[Stored data entries]
Issue #2593, opened 2020-10-13
Spearhead: Spacing adjustments


kjellr:
There are a handful of areas of Spearhead where the spacing doesn't match the comps: 

- [ ] Horizontal spacing between menu items: Should be 16px, is currently 12px. 

<img width="304" alt="Screen Shot 2020-10-13 at 9 29 08 AM" src="https://user-images.githubusercontent.com/1202812/95867134-d2257f80-0d36-11eb-85ed-6ec72c849d07.png">

------

- [ ] Top padding above the header should be 35px, is currently 60. 

<img width="1267" alt="Screen Shot 2020-10-13 at 9 37 42 AM" src="https://user-images.githubusercontent.com/1202812/95867997-c4bcc500-0d37-11eb-8a7d-9aff2ef74dfe.png">

------

- [ ] Site title bottom margin is 17.5, should be 4px. 

<img width="319" alt="Screen Shot 2020-10-13 at 9 39 48 AM" src="https://user-images.githubusercontent.com/1202812/95868315-15342280-0d38-11eb-9bb6-8c174e7f5b65.png">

- **Requirement**
Output the entries above word for word.

- **Exercise result**
Issue #2593, opened 2020-10-13
Spearhead: Spacing adjustments


kjellr:
There are a handful of areas of Spearhead where the spacing doesn't match the comps: 

- [ ] Horizontal spacing between menu items: Should be 16px, is currently 12px. 

<img width="304" alt="Screen Shot 2020-10-13 at 9 29 08 AM" src="https://user-images.githubusercontent.com/1202812/95867134-d2257f80-0d36-11eb-85ed-6ec72c849d07.png">

------

- [ ] Top padding above the header should be 35px, is currently 60. 

<img width="1267" alt="Screen Shot 2020-10-13 at 9 37 42 AM" src="https://user-images.githubusercontent.com/1202812/95867997-c4bcc500-0d37-11eb-8a7d-9aff2ef74dfe.png">

------

- [ ] Site title bottom margin is 17.5, should be 4px. 

<img width="319" alt="Screen Shot 2020-10-13 at 9 39 48 AM" src="https://user-images.githubusercontent.com/1202812/95868315-15342280-0d38-11eb-9bb6-8c174e7f5b65.png">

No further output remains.